Wish for a Young Wife
My lizard, my lively writher,
May your limbs never wither
May the eyes in your face
Survive the green ice
Of envy’s green gaze;
May you live out your life
Without hate, without grief,
And your hair ever blaze
In the sun, in the sun,
When I am undone,
When I am no one.
Big Wind
Where were the greenhouses going,
Lunging into the lashing
Wind driving water
So far down the river
All the faucets stopped?—
So we drained the manure-machine
For the steam plant,
Pumping the stale mixture
Into the rusty boilers,
Watching the pressure gauge
Waver over to red,
As the seams hissed
And the live steam
Drove to the far
End of the rose-house,
Where the worst wind was,
Creaking the cypress window-frames,
Cracking so much thin glass
We stayed all night,
Stuffing the holes with burlap;
But she rode it out,
That old rose-house,
She hove into the teeth of it,
The core and pith of that ugly storm,
Ploughing with her stiff prow,
Bucking into the wind-waves
That broke over the whole of her,
Flailing her sides with spray,
Flinging long strings of wet across the roof-top,
Finally veering, wearing themselves out, merely
Whistling thinly under the wind-vents;
She sailed until the calm morning,
Carrying her full cargo of roses.
A Strut for Roethke
Westward, hit a low note, for a roarer lost
across the Sound but north from Bremerton,
hit a way down note.
And never cadenza again of flowers, or cost.
Him who could really do that cleared his throat
& staggered on.
The bluebells, pool-shallows, saluted his over-needs,
while the clouds growled heh-heh, & snapped, & crashed.

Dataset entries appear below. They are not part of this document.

PR #2420, opened 2025-04-29
Remove RHOBS_URL template variable that is no longer in use

dustman9000:
### What type of PR is this?
_cleanup_

Remove RHOBS_URL that is no longer in use.

_Fixes APPSRE-11851_

    ```yaml
    matchExpressions:
      operator: NotIn
      values: ["true"]
    ```


bmeng:
@dustman9000 Seems it has been 90 days, do we still need this?

PR #2433, opened 2025-05-27
SREP-400: Refactor CAPI annotator job

joshbranham:
### What type of PR is this?
feature

This is a refactor of the CAPI annotator job that we run on the fleet to ensure HCP clusters work with and without the ability to tag ENIs on `RunInstances` calls.

The following changes have been made, with inspiration from the work done in https://github.com/openshift/managed-cluster-config/pull/2353

* Only pin the image for clusters that are in the affected range.
* Unpin clusters once they upgrade out of the affected range.
* Consolidate the logic + scripts into a single ConfigMap. Changes to the scripts need to be copied to the `04-ConfigMap.yaml` by running `generate_configmap.sh`

Given we have north of 500 clusters in the affected Z stream ranges, we will need to run this job for some time. By adding the ability to remove the pin when not needed, we ensure new CAPI changes are applied to the fleet.

Fixes https://issues.redhat.com/browse/SREP-400

I have tested this on a service cluster in staging to confirm the logic works, where it patches affected clusters, removes the patch for clusters that don't need it, and handles MCs and SCs being skipped. See below for some logs.

**Note** As with the previous PKI operator job, we get a `The request is invalid` when the job runs subsequently after removing the annotation. The OCP API rejects the patch since the annotation doesn't exist. We could add an additional guard here to check for it first, but I see no harm in this.

```
> oc logs -f capa-annotator-4-16-29139550-rjfqw -n openshift-capa-annotator
don't patch: version 4.16.41 is >= x.y.23
cluster 2j1d7tra4n5oj1t2t0deerarn1k9oc6e does not need the override because it's Z stream is >= 23
removing hypershift.openshift.io/capi-provider-aws-image annotation
patching cluster: 2j1d7tra4n5oj1t2t0deerarn1k9oc6e
oc patch manifestwork 2j1d7tra4n5oj1t2t0deerarn1k9oc6e -n hs-mc-kbj34s6bg --type='json' -p [{"op":"remove","path":"/spec/workload/manifests/0/metadata/annotations/hypershift.openshift.io~1capi-provider-aws-image"}]
The request is invalid: the server rejected our request due to an error in our request
-------------------------------------------------------------------------
don't patch: version 4.16.40 is >= x.y.23
cluster hs-mc-jm0nah7n0 does not need the override because it's Z stream is >= 23
removing hypershift.openshift.io/capi-provider-aws-image annotation
skipping cluster hs-mc-jm0nah7n0 because it is a management or local cluster
```

```
> oc logs -f capa-annotator-29139550-thh2h -n openshift-capa-annotator
don't patch: version 4.17.4 is >= x.y.4
cluster 2f93ch1ksbg6kd3v3bmtsedbp0jsn1jm does not need the override because it's Z stream is >= 4
removing hypershift.openshift.io/capi-provider-aws-image annotation
patching cluster: 2f93ch1ksbg6kd3v3bmtsedbp0jsn1jm
oc patch manifestwork 2f93ch1ksbg6kd3v3bmtsedbp0jsn1jm -n hs-mc-kbj34s6bg --type='json' -p [{"op":"remove","path":"/spec/workload/manifests/6/metadata/annotations/hypershift.openshift.io~1capi-provider-aws-image"}]
The request is invalid: the server rejected our request due to an error in our request
-------------------------------------------------------------------------
don't patch: version 4.17.4 is >= x.y.4
cluster 2f9a6kv1nkjm1985helf1188vb8e9ej1 does not need the override because it's Z stream is >= 4
removing hypershift.openshift.io/capi-provider-aws-image annotation
patching cluster: 2f9a6kv1nkjm1985helf1188vb8e9ej1
oc patch manifestwork 2f9a6kv1nkjm1985helf1188vb8e9ej1 -n hs-mc-kbj34s6bg --type='json' -p [{"op":"remove","path":"/spec/workload/manifests/6/metadata/annotations/hypershift.openshift.io~1capi-provider-aws-image"}]
The request is invalid: the server rejected our request due to an error in our request
-------------------------------------------------------------------------
don't patch: version 4.17.4 is >= x.y.4
cluster 2f9b9f88vrtl0vpiubck9ha515b8q2l7 does not need the override because it's Z stream is >= 4
removing hypershift.openshift.io/capi-provider-aws-image annotation
patching cluster: 2f9b9f88vrtl0vpiubck9ha515b8q2l7
oc patch manifestwork 2f9b9f88vrtl0vpiubck9ha515b8q2l7 -n hs-mc-kbj34s6bg --type='json' -p [{"op":"remove","path":"/spec/workload/manifests/6/metadata/annotations/hypershift.openshift.io~1capi-provider-aws-image"}]
The request is invalid: the server rejected our request due to an error in our request
-------------------------------------------------------------------------
don't patch: version 4.17.4 is >= x.y.4
cluster 2fac28tjclnvobgrt8l34624g33eg1m1 does not need the override because it's Z stream is >= 4
removing hypershift.openshift.io/capi-provider-aws-image annotation
patching cluster: 2fac28tjclnvobgrt8l34624g33eg1m1
oc patch manifestwork 2fac28tjclnvobgrt8l34624g33eg1m1 -n hs-mc-kbj34s6bg --type='json' -p [{"op":"remove","path":"/spec/workload/manifests/6/metadata/annotations/hypershift.openshift.io~1capi-provider-aws-image"}]
The request is invalid: the server rejected our request due to an error in our request
-------------------------------------------------------------------------
```

    ```yaml
    matchExpressions:
      operator: NotIn
      values: ["true"]
    ```

### DIFF
--- a/deploy/osd-25821-capa-annotator/04-ConfigMap.yaml
+++ b/deploy/osd-25821-capa-annotator/04-ConfigMap.yaml
@@ -74,6 +74,14 @@ data:
       fi
     
       namespace=$(oc get managedclusters "$clusterID" -o json | jq -r '.metadata.labels["api.openshift.com/management-cluster"]')
+
+      # If the managedcluster does not have a api.openshift.io/management-cluster label, then it should be skipped. This is
+      # usually because the local cluster + service cluster are registered as "managedcluster"s.
+      if [ "$namespace" = "null" ]; then
+        echo "skipping cluster $clusterID because it is a management or local cluster"
+        break
+      fi
+
       kinds=$(oc get manifestwork -n "$namespace" "$clusterID" -o json | jq -r '.spec.workload.manifests[].kind')
       num=0
       for kind in $kinds;do
--- a/deploy/osd-25821-capa-annotator/04-ConfigMap.yaml
+++ b/deploy/osd-25821-capa-annotator/04-ConfigMap.yaml
@@ -1,0 +1,96 @@
+---
+apiVersion: v1
+kind: ConfigMap
+metadata:
+  name: capa-annotator
+  namespace: openshift-capa-annotator
+data:
+  should_patch.py: |
+    import sys
+    # should_patch.py takes two arguments: version and compare_version.
+    # It will then compare the Z stream of version to see if it's >= compare_version,
+    # exiting non-zero if it's not. Exiting non-zero means we need to patch.
+    #
+    # Example:
+    #   # This exits non-zero as the Z stream (10) is not >= 11
+    #   python should_patch.py 4.17.10 11
+    #
+    #   # This exits zero as the Z stream (10) is >= 9
+    #   python should_patch.py 4.17.10 9
+    
+    usage = """usage: python should_patch.py $version $compare_version
+    example: python should_patch.py 4.17.15 14 # exits 0 
+      """
+    
+    def should_patch(version, compare_version):
+        try:
+            x, y, z = version.split('.')
+            if int(z) >= int(compare_version):
+                print(f"don't patch: version {version} is >= x.y.{compare_version}")
+                return False
+            else:
+                print(f"should patch: version {version} is not >= x.y.{compare_version}")
+                return True
+        except ValueError:
+            print(f"could not compare version {version} to {compare_version}, defaulting to should patch")
+            return True
+    
+    def main():
+        if len(sys.argv) != 3:
+            print(usage)
+            sys.exit(1)
+        
+        version = sys.argv[1].rstrip()
+        compare_version = sys.argv[2].rstrip()
+        
+        if should_patch(version, compare_version):
+            sys.exit(1)
+    
+    if __name__=="__main__":
+        main()
+  patch.sh: |
+    #!/bin/bash
+
+    # Required Environment Variables:
+    # - IMAGE
+    # - MAJOR_MINOR_VER
+    # - Z_STREAM_FIXED_VER
+    
+    # Get all manifestwork objects and extract their names
+    managedclusters=$(oc get managedclusters -l openshiftVersion-major-minor=${MAJOR_MINOR_VER} -o jsonpath='{range .items[*]}{.metadata.name}{"\n"}{end}')
+    
+    # Loop through each manifestwork object
+    for clusterID in ${managedclusters[@]};do
+      # Extract full version, namespace and name
+      version=$(oc get managedclusters $clusterID -o json | jq -r '.metadata.labels.openshiftVersion')
+    
+      # Only patch the image if the clusters Z stream version is < $Z_STREAM_FIXED_VER
+      # This also handles any case where the script exits non-zero for any other reason, opting to patch as a result.
+      cleanup="false"
+      if python /tmp/scripts/should_patch.py "${version}" "${Z_STREAM_FIXED_VER}"; then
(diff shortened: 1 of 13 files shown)


deploy/osd-25821-capa-annotator/patch.sh
```diff
@@ -0,0 +1,53 @@
...
+  version=$(oc get managedclusters $clusterID -o json | jq -r '.metadata.labels.openshiftVersion')
+
+  # Only patch the image if the clusters Z stream version is < $Z_STREAM_FIXED_VER
+  # This also handles any case where the script exits non-zero for any other reason, opting to patch as a result.
+  cleanup="false"
+  if python /tmp/scripts/should_patch.py "${version}" "${Z_STREAM_FIXED_VER}"; then
+    echo "cluster ${clusterID} does not need the override because it's Z stream is >= ${Z_STREAM_FIXED_VER}"
+    echo "removing hypershift.openshift.io/capi-provider-aws-image annotation"
+    cleanup="true"
+  fi
```
joshbranham, line 23: New behavior, copied from what we did for PKI operator patching process

deploy/osd-25821-capa-annotator/patch.sh
```diff
@@ -0,0 +1,53 @@
...
+  num=0
+  for kind in $kinds;do
+    if [[ $kind == "HostedCluster" ]]; then
+        echo "patching cluster: $clusterID"
+
+        if [[ $cleanup = "true" ]]; then
+          json_payload='[{"op":"remove","path":"/spec/workload/manifests/'"$num"'/metadata/annotations/hypershift.openshift.io~1capi-provider-aws-image"}]'
+        else
+          json_payload='[{"op":"replace","path":"/spec/workload/manifests/'"$num"'/metadata/annotations/hypershift.openshift.io~1capi-provider-aws-image","value":"'"$IMAGE"'"}]'
+        fi
```
joshbranham, line 44: New behavior to either remove the annotation or set a value, based on previous `cleanup` var.

deploy/osd-25821-capa-annotator/should_patch.py
```diff
@@ -0,0 +1,43 @@
+import sys
```
bergmannf, line 1: I assume we are duplicating the shell-script and python-script, so it's:
1. Easier to review.
2. There are tests for the Python part.
If so - and the actual code that matters - is just the one in the ConfigMap, I'd like to see a comment explaining this.

bergmannf:
/lgtm

I think this looks fine - I like the fact that his adding tests & also having the files separately makes them easier to review.
I wonder if we should maybe think about:
1. Having a way to 'slurp' in files during build time, so we don't have to duplicate the scripts in the ConfigMap that end up being used.
2. Look into having an image that has `boto3` and [k8s-python](https://github.com/kubernetes-client/python) available, so we don't have to split into shell-scripts & python-code just because we have to use `oc`.

But obviously those are enhancements and nothing to do with this PR.

deploy/osd-25821-capa-annotator/should_patch.py
joshbranham: I added a script for generating the ConfigMap, as well as added some more comments and clarified in the README.

deploy/osd-25821-capa-annotator/04-ConfigMap.yaml
```diff
@@ -0,0 +1,81 @@
+apiVersion: v1
```
joshbranham, line 1: This file is generated with `./generate_configmap.sh` from the bundled scripts.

No stunt he’ll ever unflinch once more will fail
(O lucky fellow, eh Bones?)—drifted off upstairs,
downstairs, somewheres.
No more daily, trying to hit the head on the nail:
thirstless: without a think in his head:
back from wherever, with it said.
Hit a high long note for a lover found
needing a lower into friendlier ground
to bug among worms no more
around um jungles where ah blurt ‘What for?’
Weeds, too, he favored as most men don’t favor men.
The Garden Master’s gone.
John Berryman
“The Waking” (a villanelle), “My Pappa’s Waltz,” “In a Dark Time,” are some of Roethke’s most famous poems, easy to find online. You can hear Roethke read “Big Wind” if you like. Stanley Kunitz wrote a wonderful tribute to Roethke that gives a sense of the man and his work.